Figure 9: Analyzing Playlist Features
4. Conclusions and Future Work
On a rather subjective basis, the quality of recommendations was decent. It made sense that songs by Taylor Swift could lead to recommendations from Shawn Mendes. Additionally, it seems that since clustering was based solely on song characteristics, recommendations weren’t biased towards similarly popular songs; ideal recommendations should be able to help a user discover new music that they haven’t heard of, rather than songs that are already very popular. However, all of these remarks are on the notion that we do not possess user listening history data, which is a much more powerful indicator of what songs are likely to be “good” recommendations.
On that notion, this work could be extended to include history of song searches. While we cannot use listening history, we can eventually create data tracking what songs a user searches in our recommendation system. This could potentially lead to stronger recommendations.
The search bar could also be extended to include additional parameters, so that a user can act on the insight they gain from our recommendation systems. For instance, if a user notices that they listen to a particular feature (e.g. liveness) frequently, they could search for songs that have a high liveness feature, finding more songs that they could add to their own playlist.
The playlist summarization feature also has a lot of room for growth, but also a lot of potential. It could be extended to include the features that are most representative of the playlist, (e.g. high speechiness or low liveness), rather than simply the primary genres of the playlist. This can potentially be a very important insight into a user’s own listening habits.

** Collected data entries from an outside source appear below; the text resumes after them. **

PR #1601, opened 2018-08-31
Fixes #1600 - ActionDescriptorExtensions is not thread safe

### LINKED ISSUE #1600: ActionDescriptorExtensions is not thread safe
GetEdmModel adds an entry to actionDescriptor.Properties if it does not exist but is not thread safe.
In the time between Properties.TryGetValue and Properties.Add, the property may have been added already and you get: `ArgumentException: An item with the same key has already been added` 

### Assemblies affected

Microsoft.AspNetCore.OData 7.0.1

### Reproduce steps

This will throw the expected exception
```
using System;
using System.Threading.Tasks;
using Microsoft.AspNetCore.Http;
using Microsoft.AspNetCore.Http.Internal;
using Microsoft.AspNetCore.Mvc.Abstractions;
using Microsoft.AspNetCore.Mvc.ApplicationParts;
using Moq;
using Xunit;
using ActionDescriptorExtensions = Microsoft.AspNet.OData.Extensions.ActionDescriptorExtensions;

...

var services = new Mock<IServiceProvider>();
services.Setup(s => s.GetService(typeof(ApplicationPartManager))).Returns(new ApplicationPartManager());
var request = new DefaultHttpRequest(new DefaultHttpContext { RequestServices = services.Object });
var ad = new ActionDescriptor();
Parallel.For(0, 10, i => { ActionDescriptorExtensions.GetEdmModel(ad, request, typeof(string)); });
```

### Expected result

No error would be thrown

### Actual result

```
   at System.Collections.Generic.Dictionary`2.TryInsert(TKey key, TValue value, InsertionBehavior behavior)
   at System.Collections.Generic.Dictionary`2.Add(TKey key, TValue value)
   at Microsoft.AspNet.OData.Extensions.ActionDescriptorExtensions.GetEdmModel(ActionDescriptor actionDescriptor, HttpRequest request, Type entityClrType) in D:\dev\OData.AspNetCore\src\Microsoft.AspNetCore.OData\Extensions\ActionDescriptorExtensions.cs:line 54
```

### Additional detail

The example code is a minimal artificial example of the problem.  This surfaced when running NUnit tests in parallel using the [Parallelizable] attribute against the same API method.

freeranger:
### Issues

*This pull request fixes issue #1600.*

### Description

Adds a sync lock to avoid multiple instances adding the same key to the actionDescriptor.Properties dictionary

- [X] *Test cases added*
- [X ] *Build and test with one-click build and test script passed*

### Additional work necessary

Note that the tests pass if I correct a syntax error in PeopleController.cs, (missing comma) but that is outside the scope of this PR and should be fixed separately

### DIFF
--- a/src/Microsoft.AspNetCore.OData/Extensions/ActionDescriptorExtensions.cs
+++ b/src/Microsoft.AspNetCore.OData/Extensions/ActionDescriptorExtensions.cs
@@ -19,6 +19,8 @@ namespace Microsoft.AspNet.OData.Extensions
         // also clearly ties the property to code in this assembly.
         private const string ModelKeyPrefix = "Microsoft.AspNet.OData.Model+";
 
+        private static readonly object SyncLock = new object();
+
         internal static IEdmModel GetEdmModel(this ActionDescriptor actionDescriptor, HttpRequest request, Type entityClrType)
         {
             if (actionDescriptor == null)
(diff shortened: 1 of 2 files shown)


freeranger:
I see that https://github.com/OData/WebApi/pull/1615 has fixed the issue I mentioned re: PeopleController.

freeranger:
@xuzhg Does this PR need additional work?  Thanks

Issue #380, opened 2022-10-07
Follow up on dense SOMADataFrame objects


johnkerl:
Reproduce, triage, and propose a solution (if a problem still exists):

* https://github.com/single-cell-data/TileDB-SOMA/blob/main/apis/python/src/tiledbsoma/soma_dataframe.py#L97
* https://github.com/single-cell-data/TileDB-SOMA/blob/main/apis/python/src/tiledbsoma/soma_dataframe.py#L482

johnkerl:
# Repro script

Repro script (adapted from [tests/test_soma_dataframe.py](https://github.com/single-cell-data/TileDB-SOMA/blob/c47314179c4d03c45db327ed9498129bfd4bc954/apis/python/tests/test_soma_dataframe.py)):

https://gist.github.com/johnkerl/bd9530ab73d4e4c99e5f5b04888d0ace

# Failure

Fails with:

```
Traceback (most recent call last):
  File "/Users/johnkerl/git/single-cell-data/TileDB-SOMA/apis/python/./repro.py", line 77, in <module>
    table = sdf.read_all(value_filter="foo == 40 or foo == 20")
  File "/Users/johnkerl/git/single-cell-data/TileDB-SOMA/apis/python/src/tiledbsoma/soma_dataframe.py", line 241, in read_all
    return pa.concat_tables(
  File "pyarrow/table.pxi", line 2623, in pyarrow.lib.concat_tables
  File "/Users/johnkerl/git/single-cell-data/TileDB-SOMA/apis/python/src/tiledbsoma/soma_dataframe.py", line 222, in read
    yield util_arrow.ascii_to_unicode_pyarrow_readback(table)
  File "/Users/johnkerl/git/single-cell-data/TileDB-SOMA/apis/python/src/tiledbsoma/util_arrow.py", line 139, in ascii_to_unicode_pyarrow_readback
    [element.as_py().decode("utf-8") for element in old_field]
  File "/Users/johnkerl/git/single-cell-data/TileDB-SOMA/apis/python/src/tiledbsoma/util_arrow.py", line 139, in <listcomp>
    [element.as_py().decode("utf-8") for element in old_field]
UnicodeDecodeError: 'utf-8' codec can't decode byte 0x80 in position 0: invalid start byte
```
at repro-script line 77:
```
table = sdf.read_all(value_filter="foo == 40 or foo == 20")
```
even though
```
table = sdf.read_all(ids=slice(1, 2))
```
[...]

PR #466, opened 2022-10-25
[python] Store SOMADataFrame as a dense TileDB array

johnkerl:
For issue #380


apis/python/src/tiledbsoma/soma_dataframe.py
```diff
@@ -285,22 +262,17 @@ def write(self, values: pa.Table) -> None:
                     )
```
bkmartinjr, line 262: Line 260 above - why convert using `to_pandas()` and then call `np.array`?  

`to_pandas` will always return a np.array as long as the type can be stored in NumPy (ie, isn't a Pandas extension type).  And `np.array` will fail given one of those extension types.  

`np.array` also make sa copy by default, so you end up with a lot of extra memory copies here.

I suspect you just want:   `values.column(name).to_pands()`

If you are concerned that your type mapper might return a type that can't be expressed in numpy, you could assert that the return value is instanceof np.array.

bkmartinjr: I should add:   `values.column(name)` returns a `ChunkedArray`.  The latest PyArrow `ChunkedArray` also contains a `to_numpy()` method - maybe just use that to make your assumptions more explicit, and skip the copy?

apis/python/src/tiledbsoma/soma_dataframe.py
```diff
@@ -285,22 +262,17 @@ def write(self, values: pa.Table) -> None:
...
-            with self._tiledb_open("w") as A:
-                A[lo : (hi + 1)] = attr_cols_map
+        # TODO: This was a quick thing to bootstrap some early ingestion tests but needs more thought.
+        # In particular, rowids needn't be either zero-up or contiguous.
+        assert len(rowids) > 0
+        rowids = sorted(rowids)
+        assert rowids[0] == 0
+
+        # dense write
+        lo = rowids[0]
```
bkmartinjr, line 272: This is not what the spec says - it allows for a scattered write (ie, each row in the RecordBatch can have a non-contiguous soma_rowid).

I don't think TileDB Dense arrays support this scattered indexing, for either read or write. We ran into the same issue in DenseNdArray, and changed the read/write operations to require coordinates be contiguous (ie, they were specified separately, as either a single `int` or as a slice).

We may need to do the same for DataFrame.

bkmartinjr (changes requested):
This PR points out a disconnect between the abstract spec and TileDB dense array capabilities.  The spec assumes the ability to do scattered read/write onto a dense array, but the underlying system does not support that.

We either need to revise the spec, or implement a shim.  Seems like an offline design discussion.

Note that we ran into the same issue with DenseNdArray, and elected to change the spec.

apis/python/src/tiledbsoma/soma_dataframe.py
johnkerl: @bkmartinjr that predates this PR -- is not new to it or modified by it -- i don't even think i wrote this bit -- i'm happy to update on this PR if we want to go there

bkmartinjr: I understand.  But a code review is a code review :-)

If you are asking me to file an issue, just let me know.

johnkerl: good call @bkmartinjr -- i think the `to_pandas()` with also `np.array` is because without the later

```
TypeError: Cannot convert Series to numpy.ndarray
```

you are correct about `to_numpy()`:

```
>>> type(table.column('i'))
<class 'pyarrow.lib.ChunkedArray'>
>>> type(table.column('i').to_pandas())
<class 'pandas.core.series.Series'>
>>> type(np.asarray(table.column('i').to_pandas()))
<class 'numpy.ndarray'>
>>> type(table.column('i').to_numpy())
<class 'numpy.ndarray'>
```

where `table` is a `pyarrow.Table`

johnkerl: @bkmartinjr thanks --

the `to_pandas()` with also `np.array` is because without the latter

```
TypeError: Cannot convert Series to numpy.ndarray
```

since

```
>>> type(table.column('i'))
<class 'pyarrow.lib.ChunkedArray'>
>>> type(table.column('i').to_pandas())
<class 'pandas.core.series.Series'>
>>> type(np.asarray(table.column('i').to_pandas()))
<class 'numpy.ndarray'>
```

you're right, there is `.to_numpy()`, which _does_ produce a `numpy.ndarray`, but unlike `to_pandas()` it doesn't take the `types_mapper` argument we need

in any event, that bit predates this PR -- is not new to it or modified by it -- my preference is to
take these (very valid!) copy-reduction concerns into a separately tracked issue/PR

johnkerl: @bkmartinjr since these are very valid concerns, outside of what this PR changed, i'll file a follow-up issue to track

johnkerl: #469

bkmartinjr:
> Have I missed anything?

Conceptually no - that should do it.  However, this implementation doesn't seem to work.  I will do some debugging and comment on the PR as I figure out what is going on.

apis/python/src/tiledbsoma/dataframe.py
```diff
@@ -288,22 +262,17 @@ def write(self, values: pa.Table) -> None:
...
-            # dense write
-            lo = rowids[0]
-            hi = rowids[-1]
-            with self._tiledb_open("w") as A:
-                A[lo : (hi + 1)] = attr_cols_map
+        # TODO: This was a quick thing to bootstrap some early ingestion tests but needs more thought.
+        # In particular, rowids needn't be either zero-up or contiguous.
+        assert len(rowids) > 0
+        rowids = sorted(rowids)
+        assert rowids[0] == 0
```
bkmartinjr, line 269: this assert is spurious -- it doesn't allow for writes at other rows - there is nothing magic about rowid == 0

apis/python/src/tiledbsoma/dataframe.py
```diff
@@ -288,22 +262,17 @@ def write(self, values: pa.Table) -> None:
...
-            rowids = sorted(rowids)
-            assert rowids[0] == 0
-
-            # dense write
-            lo = rowids[0]
-            hi = rowids[-1]
-            with self._tiledb_open("w") as A:
-                A[lo : (hi + 1)] = attr_cols_map
+        # TODO: This was a quick thing to bootstrap some early ingestion tests but needs more thought.
+        # In particular, rowids needn't be either zero-up or contiguous.
```
bkmartinjr, line 266: this section looks wrong to me - several issues:
* we need to change the API for write to take a single dimension sub-array coordinates (like DenseNdArray, but just a single dimension),  after which all of this stuff can be removed
* and there must be a test to confirm that the table does not contain the soma_rowid column, as that would be in conflict with the function param specifying the sub-array coordaintes

bkmartinjr: A simple unit test will test this - ie,
* create a DataFrame
* write a single row at position 0
* write 10 rows at position 1-11
* etc.

bkmartinjr (changes requested):
OK, write doesn't work as implemented in this PR.

Here is a super quick rewrite that works for me (but caveat:  I did not test it extensively, and I assumed we want to move to a model where only sub-arrays can be read/written).

Please also note that while TileDB dense array _read_ (aka `__getitem__`) supports scattered read (eg, a list of int coords), the _write_ (aka `__setitem__`) does not support such a thing - it only supports singleton ints or slices.

```
    def write(self, coord: Union[int, slice], values: pa.Table) -> None:
        """
        Write an Arrow.Table to the persistent object.

        :param values: An Arrow.Table containing all columns, including the index columns. The schema for the values must match the schema for the ``DataFrame``.

        The ``values`` Arrow Table must contain a ``soma_rowid`` (int64) column, indicating which rows are being written.
        """
        if SOMA_JOINID not in values.schema.names:
            raise ValueError(f"Write requires  {SOMA_JOINID} to be specified in table.")

        attr_cols_map = {}
        for name in values.schema.names:
            attr_cols_map[name] = np.asarray(
                values.column(name).to_pandas(
                    types_mapper=util_arrow.tiledb_type_from_arrow_type_for_write,
                )
            )

        with self._tiledb_open("w") as A:
            A[coord] = attr_cols_map
```

johnkerl:
Abandoned in favor of #538

PR #480, opened 2022-10-27
[r] Expand iterated reader via refactored row/col selectors

eddelbuettel:
This PR use the row and column selection (via dimension points, range, select column, query conditions or any combination of these) on the iterated SOMA Reader instance.  

New tests have been added, these are currently conditional on a data package we may want to make available.


aaronwolen (approved):
Awesome! The only caveat is we might need to rename some functions/args down the road but in my tests the code worked perfectly.

eddelbuettel:
Thanks -- and yes, these are 'first pass' implementations subject to renaming and more consistent parameters etc chiefly to test / demonstrate the basic (and very solid thanks to the C++ layer) architecture.

Rebased, will await test re-run of CI.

Insightful Spotify recommendations are possible — it is certainly feasible to create strong recommendations while also providing a user with insight into their recommendations and listening history. Sometimes it is more valuable to understand the “why” behind a specific group of results rather than just the results themselves because it can uncover numerous discoveries that can provide even more useful insights to the user. And that is exactly what INSPIRE aims to achieve — to answer the missing “why” in Spotify’s song recommendation feature.